- [To do] Every line from the one containing "for value in" to the end of the records below, written out word for word, is the whole answer.

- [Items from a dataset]
PR #3224, opened 2026-08-15
Infer pathlib.Path / str (and str / Path) as a Path

### LINKED ISSUE #11202: Incorrect/Missing inference for slash-joining `pathlib` paths -> Missing diagnostics
### Bug description

```python
"doc"
from pathlib import Path

Path('/tmp').read_text()				# unspecified-encoding
Path('/tmp').parents[0].read_text()		# unspecified-encoding

(Path('/') / 'tmp').read_text()			# No diagnostic
p: Path = Path('/') / 'tmp'				# Try with type annotation
p.read_text()							# No diagnostic
```
### Command used

```shell
`pylint --enable W1514 /tmp/test.py`
```

### Pylint output

```python
************* Module test
/tmp/test.py:4:0: W1514: Using open without explicitly specifying an encoding (unspecified-encoding)
/tmp/test.py:5:0: W1514: Using open without explicitly specifying an encoding (unspecified-encoding)
```

### Expected behavior

PyLint should infer the type of `Path() / "str"` as `Path` and apply the same diagnostics as to direct instances of `Path`

Even using type-annotated variables doesn't help

### Pylint version

```shell
pylint 4.0.6
astroid 4.0.4
Python 3.12.1 (main, Feb 11 2026, 13:37:21) [GCC 13.3.0]
```

May be related to long fixed https://github.com/pylint-dev/pylint/issues/224

aryansk:
Closes pylint-dev/pylint#11202

## Problem

`pathlib` paths support the `/` operator — `Path('/tmp') / 'sub'` returns a new `Path`. astroid did not infer this `BinOp`, so the receiver of a method call on a slash-joined path resolved to `Uninferable`:

```python
(Path('/') / 'tmp').read_text()   # receiver inferred as Uninferable
p: Path = Path('/') / 'tmp'       # same even with a type annotation
p.read_text()
```

Because the receiver was `Uninferable`, pylint diagnostics that depend on the method's type — e.g. `unspecified-encoding` (W1514) on `read_text`/`write_text`/`open` — were silently skipped, while the equivalent direct `Path('/tmp').read_text()` was flagged.

## Change

Add a brain transform in `brain_pathlib.py` (mirroring the existing `Path.parents[i]` handling) that infers a `/` `BinOp` with a pathlib path operand as a new `pathlib.Path` instance:

- `Path('/') / 'tmp'` → `pathlib.Path`
- `'tmp' / Path('/')` → `pathlib.Path` (pathlib also supports the reflected operator)

Non-path `/` BinOps (e.g. `10 / 2`) are untouched, as is any other existing inference.

## Verification

- New tests in `tests/brain/test_pathlib.py` cover both operand orders, method resolution on a slash-joined path, and that plain division is unaffected.
- `tests/brain/` + `tests/test_inference.py`: **848 passed** (1 pre-existing env failure unrelated to this change).
- End-to-end with pylint: the issue's repro now flags all four `read_text()` calls with W1514 (previously only the two direct ones).
- pylint `tests/test_functional.py`: failure set is **identical** with and without this change (14 pre-existing Python 3.14 env failures), i.e. zero regressions.

---

*AI-assistance disclosure: this change was developed with the assistance of an AI coding agent (Codebuff).*

### DIFF
--- a/astroid/brain/brain_pathlib.py
+++ b/astroid/brain/brain_pathlib.py
@@ -47,9 +47,42 @@ def infer_parents_subscript(
     raise UseInferenceDefault
 
 
+def _looks_like_path_binop(node: nodes.BinOp) -> bool:
+    """Return True if a ``/`` BinOp has a pathlib path operand."""
+    if node.op != "/":
+        return False
+    for operand in (node.left, node.right):
+        try:
+            for value in operand.infer():
+                if isinstance(value, bases.UninferableBase):
+                    continue
+                if (
+                    isinstance(value, bases.Instance)
+                    and isinstance(value._proxied, nodes.ClassDef)
+                    and value._proxied.qname().startswith("pathlib.")
+                ):
+                    return True
+        except (InferenceError, StopIteration):
+            continue
+    return False
+
+
+def infer_path_binop(
+    binop_node: nodes.BinOp, ctx: context.InferenceContext | None = None
+) -> Iterator[bases.Instance]:
+    """Infer ``Path / X`` and ``X / Path`` as a new pathlib path."""
+    path_cls = next(_extract_single_node(PATH_TEMPLATE).infer())
+    return iter([path_cls.instantiate_class()])
+
+
 def register(manager: AstroidManager) -> None:
     manager.register_transform(
         nodes.Subscript,
         inference_tip(infer_parents_subscript),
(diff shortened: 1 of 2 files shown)


Pierre-Sassoulas:
Closing because I think the approach is wrong here, astroid can't says a str/Path is a Path to make pylint's live easier.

- [Exercise solution]
+            for value in operand.infer():
+                if isinstance(value, bases.UninferableBase):
+                    continue
+                if (
+                    isinstance(value, bases.Instance)
+                    and isinstance(value._proxied, nodes.ClassDef)
+                    and value._proxied.qname().startswith("pathlib.")
+                ):
+                    return True
+        except (InferenceError, StopIteration):
+            continue
+    return False
+
+
+def infer_path_binop(
+    binop_node: nodes.BinOp, ctx: context.InferenceContext | None = None
+) -> Iterator[bases.Instance]:
+    """Infer ``Path / X`` and ``X / Path`` as a new pathlib path."""
+    path_cls = next(_extract_single_node(PATH_TEMPLATE).infer())
+    return iter([path_cls.instantiate_class()])
+
+
 def register(manager: AstroidManager) -> None:
     manager.register_transform(
         nodes.Subscript,
         inference_tip(infer_parents_subscript),
(diff shortened: 1 of 2 files shown)


Pierre-Sassoulas:
Closing because I think the approach is wrong here, astroid can't says a str/Path is a Path to make pylint's live easier.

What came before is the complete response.